In vitro: The in-vitro potencies were tested for KT182 and the results found that KT182 could potently inhibit ABHD6 as measured by gelbased competitive ABPP and 2-AG hydrolysis assays. Moreover, the in-situ potencies were measured by treating Neuro2A cells with varying concentrations of KT182 for 4 h, and it was found that KT182 could inhibit ABHD6 with IC50 values in the subnanomolar range [1].
In vivo: In animal study, mice were treated intraperitoneally with KT182 at various doses (0.1-1 mg/kg) for 4 h, and the results found that KT182 could produce near-complete blockade of ABHD6 in the liver at the highest dose tested. Moreover, KT182 at lower doses maintained around 80% inhibition of ABHD6 in the liver and KT182 at higher doses showed impressive selectivity in the mouse liver, exhibiting little cross-reactivity against the numerous carboxylesterase enzymes. In addition, KT182 could also completely inactivate ABHD6 in the mouse brain at 1 mg/kg [1].
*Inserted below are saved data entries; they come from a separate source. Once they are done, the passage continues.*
PR #501, opened 2023-09-06
RFC: Into #498: properly parametrize macro

acl-cqc:
I couldn't work out how to do the lifetimes in IntoNodeReferences so had to pull that out.

But, well, I think the objections here are pretty obvious...

The line count is pretty good though!!

### DIFF
--- a/src/hugr/views/petgraph.rs
+++ b/src/hugr/views/petgraph.rs
@@ -30,54 +30,6 @@ where
 {
 }
 
-impl pv::GraphBase for Hugr {
-    type NodeId = Node;
-    type EdgeId = ((Node, Port), (Node, Port));
-}
-
-impl pv::GraphProp for Hugr {
-    type EdgeType = petgraph::Directed;
-}
-
-impl pv::NodeCount for Hugr {
-    fn node_count(&self) -> usize {
-        HugrView::node_count(self)
-    }
-}
-
-impl pv::NodeIndexable for Hugr {
-    fn node_bound(&self) -> usize {
-        HugrView::node_count(self)
-    }
-
-    fn to_index(&self, ix: Self::NodeId) -> usize {
-        ix.index.into()
-    }
-
-    fn from_index(&self, ix: usize) -> Self::NodeId {
-        NodeIndex::new(ix).into()
-    }
-}
-
-impl pv::EdgeCount for Hugr {
-    fn edge_count(&self) -> usize {
-        HugrView::edge_count(self)
-    }
-}
-
-impl pv::Data for Hugr {
-    type NodeWeight = OpType;
-    type EdgeWeight = EdgeKind;
-}
-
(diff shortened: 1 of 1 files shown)


src/hugr/views/petgraph.rs
```diff
@@ -89,91 +41,46 @@ impl<'g> pv::IntoNodeReferences for &'g Hugr {
...
-impl PetgraphHugr for Hugr {}
-
 macro_rules! impl_region_petgraph_traits {
-    ($hugr:ident) => {
-        impl<'a, Root, Base> pv::GraphBase for $hugr<'a, Root, Base>
-        where
-            Root: NodeHandle,
-            Base: HugrInternals + HugrView,
+    ($hugr:ident $(< $($l:lifetime,)? $($v:ident: $b:tt $(+ $b2:tt)*),* >)? ) => {
+        impl $(<$($l,)? $($v: $b $(+ $b2)*),*>)? pv::GraphBase for $hugr$(<$($l,)? $($v),*>)?
```
aborgna-q, line 65: - Some generics may be unbounded. There should be an extra `$(: ...)?`

- `T<>` is valid syntax, so you could do
```rust
    ($hugr:ident) => {
        impl_region_petgraph_traits!{$hugr <>}
    };
    ($hugr:ident < $($l:lifetime,)? $($v:ident: $b:tt $(+ $b2:tt)*),* > ) => {
        ...
```
And then include the `'g` lifetime as needed between the always-present `<...>` for `IntoNodeReferences`.

aborgna-q:
In the balance between line-count vs code complexity, I can't say I object to this.

src/hugr/views/petgraph.rs
acl-cqc: * Done. It was *not* a goal to support all possible type parameterizations (only ones we actually needed), but this isn't too hard.
* Nice! Yes, so `Hugr<>` is valid, and so  is `<'g,>`, that simplifies things a little. I needed a `#[rustfmt::skip]` to prevent `cargo fmt` changing `Hugr<>` to `Hugr`... and it throws away the comment in `Hugr< /* don't throw these away */>`!!

* However, `IntoNodeReferences` is a more complex problem - you need to insert `'g` if `$l` didn't match a lifetime, but use `$l` if it does. I felt there was enough difference between the instances that parameterizing the macro over those differences was not helpful rather than just giving both instances explicitly...

acl-cqc:
> In the balance between line-count and code complexity, I can't say I object to this.

I have to say I am feeling more in favour of `struct PetGraphWrapper<T:HugrView>`....does that work? what do you think of that?

aborgna-q:
I'll merge this into #498 (with a small change to avoid the rustfmt problem).

I think the wrapper you propose may work (unless lifetimes get in the way), and it seems that it'd simplify the trait requirements in tket2... Let's continue the discussion over there.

Clinical trial: Up to now, KT182 is still in the preclinical development stage.
Reference:[1] Hsu KL, Tsuboi K, Chang JW, Whitby LR, Speers AE, Pugh H, Cravatt BF. Discovery and optimization of piperidyl-1,2,3-triazole ureas as potent, selective, and in vivo-active inhibitors of α/β-hydrolase domain containing 6 (ABHD6). J Med Chem. 2013 Nov 14;56(21):8270-9.